Sr. Marie Kolbe Zamora, director of the Silver Lake College theology program, is pictured inside the college’s chapel in Manitowoc. Sr. Marie Kolbe has been instrumental in launching new courses on the new evangelization. (Benjamin Wideman | For The Compass)
Pope Benedict XVI defines the new evangelization as "reproposing" the Gospel to others.
Today, Sr. Marie Kolbe gives presentations on the new evangelization and oversees a department that offers several courses (some as core courses and others as electives) in the new evangelization, including:
• Mystery of the Church: Ecclesiology and the New Evangelization;
• Liturgy and the New Evangelization: Sacramental Theology;
• Theology of the New Evangelization;
• Christian Credibility and the New Evangelization;
• Social Conscience and the New Evangelization;
• History of the Ecumenical Movement and the New Evangelization;
• Catholic Theological Foundations.
She said that, to the best of her knowledge, Silver Lake was the only Catholic college (particularly, of its size) in Wisconsin revamping theology for the new evangelization this past year. Nationwide, Silver Lake is believed to be among just a handful of schools to have a program with such strong offerings in the new evangelization.

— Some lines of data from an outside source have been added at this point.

PR #1020, opened 2021-11-24
doc: remove use of <0xa0> "no break space"

fanquake:
This is miscellaneous, but I don't think these were being used on purpose?


real-or-random (approved):
ACK 812ff5c74745e451f1a9de83b5bd0d0c18c75e5f

siv2r:
ACK 812ff5c

PR #1026, opened 2021-12-03
ecdh: Add test computing shared_secret=basepoint with random inputs

real-or-random:
I was playing around with the ECDH code and wrote this test on way.

### DIFF
--- a/src/modules/ecdh/tests_impl.h
+++ b/src/modules/ecdh/tests_impl.h
@@ -60,7 +60,7 @@ void test_ecdh_generator_basepoint(void) {
 
     s_one[31] = 1;
     /* Check against pubkey creation when the basepoint is the generator */
-    for (i = 0; i < 100; ++i) {
+    for (i = 0; i < 2 * count; ++i) {
         secp256k1_sha256 sha;
         unsigned char s_b32[32];
         unsigned char output_ecdh[65];
--- a/src/modules/ecdh/tests_impl.h
+++ b/src/modules/ecdh/tests_impl.h
@@ -123,10 +123,43 @@ void test_bad_scalar(void) {
     CHECK(secp256k1_ecdh(ctx, output, &point, s_overflow, ecdh_hash_function_test_fail, NULL) == 0);
 }
 
+/** Test that ECDH(sG, 1/s) == ECDH((1/s)G, s) == ECDH(G, 1) for a few random s. */
+void test_result_basepoint(void) {
+    secp256k1_pubkey point;
+    secp256k1_scalar rand;
+    unsigned char s[32];
+    unsigned char s_inv[32];
+    unsigned char out[32];
+    unsigned char out_inv[32];
+    unsigned char out_base[32];
+    int i;
+
+    unsigned char s_one[32] = { 0 };
+    s_one[31] = 1;
+    CHECK(secp256k1_ec_pubkey_create(ctx, &point, s_one) == 1);
+    CHECK(secp256k1_ecdh(ctx, out_base, &point, s_one, NULL, NULL) == 1);
+
+    for (i = 0; i < 2 * count; i++) {
+        random_scalar_order(&rand);
+        secp256k1_scalar_get_b32(s, &rand);
+        secp256k1_scalar_inverse(&rand, &rand);
+        secp256k1_scalar_get_b32(s_inv, &rand);
+
+        CHECK(secp256k1_ec_pubkey_create(ctx, &point, s) == 1);
+        CHECK(secp256k1_ecdh(ctx, out, &point, s_inv, NULL, NULL) == 1);
+        CHECK(secp256k1_memcmp_var(out, out_base, 32) == 0);
+
+        CHECK(secp256k1_ec_pubkey_create(ctx, &point, s_inv) == 1);
+        CHECK(secp256k1_ecdh(ctx, out_inv, &point, s, NULL, NULL) == 1);
+        CHECK(secp256k1_memcmp_var(out_inv, out_base, 32) == 0);
+    }
+}
+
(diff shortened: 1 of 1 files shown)


robot-dreams (commented):
ACK 18fe75b19e5cf5e1d4c6192e09a0d6346566b098

Agreed that we should get `ecdh(g^s, s_inv) == ecdh(g^s_inv, s) == ecdh(g, 1)` for any `s, s_inv` pair.

Non-blocking suggestion, would the intent be more clear if you explicitly calculate and compare against the expected constant value `ecdh(g, 1)`, instead of comparing `out` against the previous iteration's `out_eq`?

```c
void test_result_basepoint(void) {
    secp256k1_pubkey point;
    secp256k1_scalar rand;
    unsigned char s[32];
    unsigned char s_inv[32];
    unsigned char out[32];
    unsigned char out_inv[32];
    unsigned char out_base[32];
    int i;

    unsigned char s_one[32] = { 0 };
    s_one[31] = 1;
    CHECK(secp256k1_ec_pubkey_create(ctx, &point, s_one) == 1);
    CHECK(secp256k1_ecdh(ctx, out_base, &point, s_one, NULL, NULL) == 1);

    for (i = 0; i < 64; i++) {
        random_scalar_order(&rand);
        secp256k1_scalar_get_b32(s, &rand);
        secp256k1_scalar_inverse(&rand, &rand);
        secp256k1_scalar_get_b32(s_inv, &rand);

        CHECK(secp256k1_ec_pubkey_create(ctx, &point, s) == 1);
        CHECK(secp256k1_ecdh(ctx, out, &point, s_inv, NULL, NULL) == 1);
        CHECK(secp256k1_memcmp_var(out, out_base, 32) == 0);

        CHECK(secp256k1_ec_pubkey_create(ctx, &point, s_inv) == 1);
        CHECK(secp256k1_ecdh(ctx, out_inv, &point, s, NULL, NULL) == 1);
        CHECK(secp256k1_memcmp_var(out_inv, out_base, 32) == 0);
    }
}
```

real-or-random:
> Non-blocking suggestion, would the intent be more clear if you explicitly calculate and compare against the expected constant value `ecdh(g, 1)`, instead of comparing `out` against the previous iteration's `out_eq`?

Probably yes. I'll change this.

src/modules/ecdh/tests_impl.h
```diff
@@ -123,10 +123,40 @@ void test_bad_scalar(void) {
...
+void test_result_basepoint(void) {
+    secp256k1_pubkey point;
+    secp256k1_scalar rand;
+    unsigned char s[32];
+    unsigned char s_inv[32];
+    unsigned char out[32];
+    unsigned char out_eq[32];
+    int i;
+
+    for (i = 0; i < 64; i++) {
```
real-or-random, line 135: This should depend on `count`

robot-dreams: `test_ecdh_generator_basepoint` above also has a similar issue, right?

uvhw (changes requested):
@uvhw @bitchaincoin @totongcute

src/modules/ecdh/tests_impl.h
real-or-random: No, it turns out that's a known-output test with a fixed output.

real-or-random: > No, it turns out that's a known-output test with a fixed output.

Nevermind, I misremembered this. I saw a test where I assumed it should depend on `count` but it turned out to be a known-output test. But it wasn't this one.  

Fixed.

real-or-random:
Forced-pushed to rebase and add you as a coauthor.

robot-dreams:
ACK 6bc47a170319efb7bc6b07ce1eeba3dbbb5e6ca9

Test passes locally, first commit is directly from https://github.com/bitcoin-core/secp256k1/pull/1026#pullrequestreview-824152063 (only with iteration count changed).

Thanks for adding me, gotta pump those commit numbers up :)

real-or-random:
> Thanks for adding me, gotta pump those commit numbers up :)

I think it's good and right to acknowledge people. :)

But here's an off-topic rant about code stats, which I think are always misleading:
 - Commit scope is very different among contributors and stages of a project.
 - Line numbers are a stupid metric, too. Wanna have ten thousand lines? Change the format of the precomputed tables. 
 - Commits and line numbers say nothing about the time invested in a change or its value (whatever that even is).
 - Often less is more. Except for docs where more is often better. 
 - Common stats ignore code review (which is by far the largest chunk of time spent here) and conceptual contributions. 

So I think it's better for our wellbeing to ignore the numbers... At least that's why I decided to to.

robot-dreams:
Hopefully it's clear I was joking about pumping those rookie numbers up. I strongly agree with all of that! Goodhart's Law and etc. Especially about less is more:

> If we wish to count lines of code, we should not regard them as "lines produced" but as "lines spent": the current conventional wisdom is so foolish as to book that count on the wrong side of the ledger. --Dijkstra

real-or-random:
> Hopefully it's clear I was joking about pumping those rookie numbers up. 

Yes, I assumed you were joking. :) (Sorry if my post looked like the opposite... I was in the mood to write that rant down.)

jonasnick (commented):
Concept ACK

Would be helpful to add a comment describing what the test does, similar to what @robot-dreams  says above:
> [...] ecdh(g^s, s_inv) == ecdh(g^s_inv, s) == ecdh(g, 1) for any s, s_inv pair.

real-or-random:
@jonasnick Indeed! Fixed.

jonasnick (commented):
ACK 3531a43b5bc739838f5634afcfd02bdbef71b1ef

"I am truly excited about Sr. Marie Kolbe's passionate interest in the new evangelization and how it will impact the lives of our students, faculty and staff," Silver Lake president Dr. George F. Arnold said.

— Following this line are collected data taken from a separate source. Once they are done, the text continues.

PR #1029, opened 2021-12-03
Simpler and faster ecdh skew fixup

peterdettman:
This PR adds a `_gej_cmov` method, with accompanying tests, and uses it to simplify the skew fixup at the end of `_ecmult_const`.

In the existing code, `_wnaf_const` chooses a skew of either 1 or 2, and `_ecmult_const` needs a call to `_ge_set_gej` (which does an expensive field inversion internally) and some overly-complicated conversions to/from `_ge_storage` so that `_ge_storage_cmov` can be used to select what value to add for the fixup.

This PR uses a simpler scheme where `_wnaf_const` chooses a skew of 0 or 1 and no longer needs special handling for scalars with value negative one. A new `_gej_cmov` method is used at the end of `_ecmult_const` for const-time optional addition to adjust the final result for the skew. Finally, the skew fixup is moved to before the global-Z adjustment, and the precomputed table entries (for 1P, &#955;(1P)) are used for the skew fixup, saving a field multiply and ensuring the fixup is done on the same isomorphism as the ladder.

The resulting `_wnaf_const` and `_ecmult_const` are shorter and simpler, and the ECDH benchmark is around 5% faster (64bit, i7). 

Edit: Updated description once the final scope was clear.

### DIFF
--- a/src/group_impl.h
+++ b/src/group_impl.h
@@ -642,6 +642,14 @@ static void secp256k1_ge_from_storage(secp256k1_ge *r, const secp256k1_ge_storag
     r->infinity = 0;
 }
 
+static SECP256K1_INLINE void secp256k1_gej_cmov(secp256k1_gej *r, const secp256k1_gej *a, int flag) {
+    secp256k1_fe_cmov(&r->x, &a->x, flag);
+    secp256k1_fe_cmov(&r->y, &a->y, flag);
+    secp256k1_fe_cmov(&r->z, &a->z, flag);
+
+    r->infinity ^= (r->infinity ^ a->infinity) & flag;
+}
+
 static SECP256K1_INLINE void secp256k1_ge_storage_cmov(secp256k1_ge_storage *r, const secp256k1_ge_storage *a, int flag) {
     secp256k1_fe_storage_cmov(&r->x, &a->x, flag);
     secp256k1_fe_storage_cmov(&r->y, &a->y, flag);
--- a/src/ecmult_const_impl.h
+++ b/src/ecmult_const_impl.h
@@ -56,7 +56,6 @@ static void secp256k1_ecmult_odd_multiples_table_globalz_windowa(secp256k1_ge *p
     secp256k1_fe_cmov(&(r)->y, &neg_y, (n) != abs_n); \
 } while(0)
 
-
 /** Convert a number to WNAF notation.
  *  The number becomes represented by sum(2^{wi} * wnaf[i], i=0..WNAF_SIZE(w)+1) - return_val.
  *  It has the following guarantees:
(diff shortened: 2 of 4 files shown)


peterdettman:
Added another commit that changes the skew to be either 0 or 1. Total performance gain is maybe 5% now (less for 32bit).

apoelstra (approved):
ACK 6498a6c939f967de0ffe8d0475e9921a967080c9

These are great cleanups! LOL at the first commit -- I don't know why I didn't think to add a `gej_cmov`, instead adding 10+ lines of conversion logic so that I could use `ge_storage_cmov`.

apoelstra:
I can't recall exactly why my original code added 1 or 2, rather than 1 or 0. I remember thinking that "adding zero or non-zero can't be done in a constant-time way" but then I wound up needing to use a `cmov` anyway.

I think that it simply didn't occur to me to use your "always do a corrective addition, then use `cmov` to undo it if necessary" logic.

peterdettman:
> I can't recall exactly why my original code added 1 or 2, rather than 1 or 0

My somewhat foggy recollection is that much of the earliest EC side-channel literature was focused only on performing a constant number of point operations, and didn't initially care about memory timings, so they would even just use if/else to choose which of P or 2P to add. If it weren't for the endomorphism complicating things, we could probably modify the scalar instead (by adding N when it's even) and/or use a signed-digit encoding, which I would consider the "modern style".

src/group_impl.h
```diff
@@ -642,6 +642,14 @@ static void secp256k1_ge_from_storage(secp256k1_ge *r, const secp256k1_ge_storag
     r->infinity = 0;
 }
 
+static SECP256K1_INLINE void secp256k1_gej_cmov(secp256k1_gej *r, const secp256k1_gej *a, int flag) {
```
real-or-random, line 645: I think it's not strictly necessary but can you add a test for this?

real-or-random (commented):
Concept ACK

I read this code a few times and I always wondered about the 1, 2 thing.

src/group_impl.h
peterdettman: Done.

apoelstra:
ACK 1120790139baee6726ddf6eeb2d29a92bc174d4f

peterdettman:
Moved the skew fixup to before the global Z fixup by using the table entries. Saves an _fe_mul and is just a bit nicer to have all the operations on the same isomorphism. Also rebased.

apoelstra:
ACK e82144ed

Nifty! Agreed, it is easier to follow now with fewer temp variables.

real-or-random (approved):
ACK e82144edfb7673d9a5eeb2b556d08be5223835ac

peterdettman:
I've no more changes in mind.

sipa:
The PR description seems outdated now.

peterdettman:
> The PR description seems outdated now.

I've updated the description to match the full PR.

sipa:
ACK e82144edfb7673d9a5eeb2b556d08be5223835ac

Sr. Marie Kolbe said the new evangelization can best be summed up as "the baptized encountering Christ — whether for the first time or again — so that they themselves can become a place for others to encounter Christ in friendship."
She emphasized that a return to primary sources is critical with the new evangelization, particularly in the new courses she has helped establish.
"It's not going to be enough anymore at Silver Lake College to read somebody's digest of (Vatican Council II) or somebody's summary of Thomas Aquinas. We're just going to read Aquinas ourselves and plow all the way through it."
She said students have been embracing the essence of the classes.
"They're enthused and they really perk up," said Sr. Marie Kolbe, who's currently teaching Theology of the New Evangelization and Catholic Theological Foundations. "When they realize they're capable of reading these documents on their own and really knowing them, and then realize they're able to critique a theologian, that's incredible. To have students able and trained to know what Vatican Council II itself said and then be trained to be critical when they read other evaluations and other reportings of Vatican Council II — that's where we're kind of going for."
Sr. Marie Kolbe said the new evangelization first appeared on her radar years ago while studying theology in Houston, where she spent most of her childhood. She recalls reading and hearing about the speeches Pope John Paul II gave in Poland, "because it was there that the pope spoke about a new wind of the Holy Spirit in the church and an age of a new evangelization. So that was my first impression of the new evangelization. My college friends and I, we didn't use the words 'new evangelization' at that time; we used the language of transforming the culture. We saw what he did in Poland, and we got enthused about studying in order to be protagonists in a transformation of the culture."
When she traveled to Rome to study for several years, starting in 2004, "new evangelization was still on the radar in Europe because it had never gone off the radar there," she said. "And then, with Pope Benedict XVI, it has been even more on the radar. You could just see that it was coming back more and more. It was a big wave coming.
"So when I landed here, everything was adding up to the new evangelization. One of the priests to whom I spoke, he specifically said that in his opinion the new evangelization was everything — and he, in saying that, summarized what everyone had been saying to me. I knew it was important that we get ahead of the wave here at Silver Lake College."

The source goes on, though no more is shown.